You should generally print to the screen what is going on, and how long it might take, as a courtesy to the user, if something needs review or debugging.

  "Extracting relationships, will take approximately 3 minutes"

While most users and clusters have internet connectivity, it cannot be assumed, and an error in attempting to access an online resource could trigger an error. If your plugin has functions that require connectivity, we have a function to check:

  from wordfish.utils import has_internet_connectivity
  if has_internet_connectivity():
      # Do analysis

Functions

If you need a github repo, we have a function for that:

  from wordfish.vm import download_repo
  repo_directory = download_repo(repo_url="https://github.com/neurosynth/neurosynth-data")

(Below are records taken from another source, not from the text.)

PR #181, opened 2020-11-12
Try to get the filename from the ContentDisposition header from…

### LINKED ISSUE #174: Use the `Content-Disposition` filename attribute as the file name when uploading by URL
Eg. from box:

```
13:10 % curl -I '....'
HTTP/1.1 200 OK
...
Content-Disposition: attachment;filename="chicago-full-2020-11-07.xml.gz";filename*=UTF-8''chicago-full-2020-11-07.xml.gz
```

We'd use the file name `chicago-full-2020-11-07.xml.gz`.

jkeck:
…URL based uploads.

Closes #174

### DIFF
--- a/app/jobs/attach_remote_file_to_upload_job.rb
+++ b/app/jobs/attach_remote_file_to_upload_job.rb
@@ -6,11 +6,26 @@ class AttachRemoteFileToUploadJob < ApplicationJob
   queue_as :default
 
   def perform(upload)
-    upload.files.attach(io: URI.open(upload.url), filename: upload.name)
+    io = URI.open(upload.url)
+    upload.files.attach(io: io, filename: filename_from_io(io) || upload.name)
   rescue SocketError, OpenURI::HTTPError => e
     error = "Error opening #{url}: #{e}"
     Rails.logger.info(error)
     Honeybadger.notify(error)
     raise e
+  end
+
+  private
+
+  def filename_from_io(io)
+    content_disposition = io.meta['content-disposition']&.split(';') || []
+    filenames = content_disposition.map do |disp|
+      key, value = disp.split('=')
+      next unless key == 'filename'
+
+      value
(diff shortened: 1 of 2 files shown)


spec/jobs/attach_remote_file_to_upload_job_spec.rb
```diff
@@ -1,12 +1,29 @@
 # frozen_string_literal: true
 
 require 'rails_helper'
+require 'delegate'
+
+class RemoteUploadFixture < SimpleDelegator
```
jkeck, line 6: LOL @ RSPEC

lol

app/jobs/attach_remote_file_to_upload_job.rb
```diff
@@ -6,11 +6,26 @@ class AttachRemoteFileToUploadJob < ApplicationJob
...
   rescue SocketError, OpenURI::HTTPError => e
     error = "Error opening #{url}: #{e}"
     Rails.logger.info(error)
     Honeybadger.notify(error)
     raise e
   end
+
+  private
+
+  def filename_from_io(io)
```
cbeer, line 20: Who woulda thought that parsing HTTP headers in Rails would be... this... interesting..

jkeck: To be fair, I haven't actually tried this with something that has a content-disposition but nothing I've ready leads me to believe rails does anything great for us here (although apparently mechanize does have some niceties around this, but that method is, uh, [something](https://github.com/sparklemotion/mechanize/blob/b959fb10d2e5943e69c268993481a1b73c80717e/lib/mechanize/parser.rb#L106) [else](https://github.com/sparklemotion/mechanize/blob/b959fb10d2e5943e69c268993481a1b73c80717e/lib/mechanize/http/content_disposition_parser.rb))

Issue #176, opened 2020-11-12
[Spike] expose direct access to MARC/MARCXML records by organization + 001 field


cbeer:
Related to #172 (and maybe simpler..). We can find out where to find a record is given the organization and 001 value, so let's expose an API to get those records back for debugging, development (fixtures?) and other adminstration tasks

mejackreed:
Closing this as implemented in #185 but perhaps there are more things to consider.

PR #185, opened 2020-11-13
Starts to expose an API for accessing MarcRecords

mejackreed:
Part of #176

 - [x] Offer HTML views
 - [x] Link from record counts

Screen Shot 2020-11-16 at 4 03 11 PM

### DIFF
--- a/app/controllers/marc_records_controller.rb
+++ b/app/controllers/marc_records_controller.rb
@@ -8,5 +8,12 @@ class MarcRecordsController < ApplicationController
 
   def show; end
 
-  def index; end
+  def index
+    @marc_records = @marc_records.where(marc001: index_params[:marc001]) if index_params[:marc001]
+    @marc_records = @marc_records.page(index_params[:page])
+  end
+
+  def index_params
+    params.permit(:page, :marc001)
+  end
 end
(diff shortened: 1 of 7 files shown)


app/controllers/marc_records_controller.rb
```diff
@@ -0,0 +1,12 @@
...
+
+# Controller to handle MarcRecords
+class MarcRecordsController < ApplicationController
+  load_and_authorize_resource :organization
+  load_and_authorize_resource through: :organization
+  protect_from_forgery with: :null_session, if: :jwt_token
+
+  def show; end
+
+  def index; end
```
mejackreed, line 11: Do we want to enable querying by a given `marc001`? By the latest of that `marc001` (or all unique records)?

mejackreed: Or enable pagination?

cbeer: Yes, I think so... and there's maybe use cases for showing either the latest or the record from a particular file (certainly the latter for debugging data errors).

app/views/marc_records/index.json.jbuilder
```diff
@@ -0,0 +1,6 @@
+# frozen_string_literal: true
+
+json.array! @marc_records do |marc_record|
```
cbeer, line 3: This is 50+ million records in production right now; we probably need to start with a paginated response instead of adding it later.

app/controllers/marc_records_controller.rb
mejackreed: I've added support for query by `marc001` and pagination. Lets circle about latest/sorting discussion as I think I want to better understand that.

PR #194, opened 2020-11-13
Add a form for organizations to provide item-level mapping information

cbeer:
Part of #162

Screen Shot 2020-11-13 at 15 26 53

If you need a general temporary place to put things, use tempfile

  tmpdir = tempfile.mkdtemp()

We have other useful functions for downloading data, or obtaining a url. For example:

  from wordfish.utils import get_url, get_json
  from wordfish.standards.xml.functions import get_xml_url
  myjson = get_json(url)
  webpage = get_url(url)
  xml = get_xml_url(url)

Config.json

Plugins will be understood by the application by way of the config.json. For example:

  [
        {
          "name": "NeuroSynth Database",
          "tag": "neurosynth",
          "corpus": "True",
          "terms": "True",
          "labels": "True",
          "relationships":"True",
          "dependencies": {
                            "python": [ 
                                        "neurosynth",
                                        "pandas"
                                      
                                      ],
                             "plugins": ["pubmed"]
                          },
          "arguments": {
                           "corpus":"email"
                       },
          "contributors": ["Vanessa Sochat"], 
          "doi": "10.1038/nmeth.1635",

        }
  ]
  • name: should be a human readable description of the plugin
  • tag: should be a term (no spaces or special characters) that corresponds with the folder name in the plugins directory.
  • corpus/terms: boolean, each "True" or "False" should indicate if the plugin can return a corpus (text to be parsed by wordfish) or terms (a vocabulary to be used to find mentions of things.)
  • dependencies: should include "python" and "plugins." Python corresponds to python packages that are dependencies. "plugins" refers to other plugins that are required.
  • arguments: should be a dictionary with (optionally) corpus and/or terms. The user will be asked for these arguments to run the extract_text and extract_terms functions.
  • contributors: should be a name/orcid ID or email of researchers responsible for creation of the plugins. This is for future help and debugging.
  • doi: should be a reference or publication associated with the resource.

Validation

Plugins will be validated and loaded by wordfish-python. Plugins will be validated with tests that ensure that output is as is expected for use with wordfish-python. When generating an application, the user will be given choice to use only the valid plugins. Validation means that they pass some set of tests to return an expected output. Validation also means availability and successful installation of extra dependencies - any plugin that fails installation will not be included, and this is a good idea so that many plugins don't complicate the install process.

For some plugins, user arguments will be required, and these arguments will all be determined by the "arguments" variable, asked for at time of application generation.

Full documentation on adding plugins will be provided.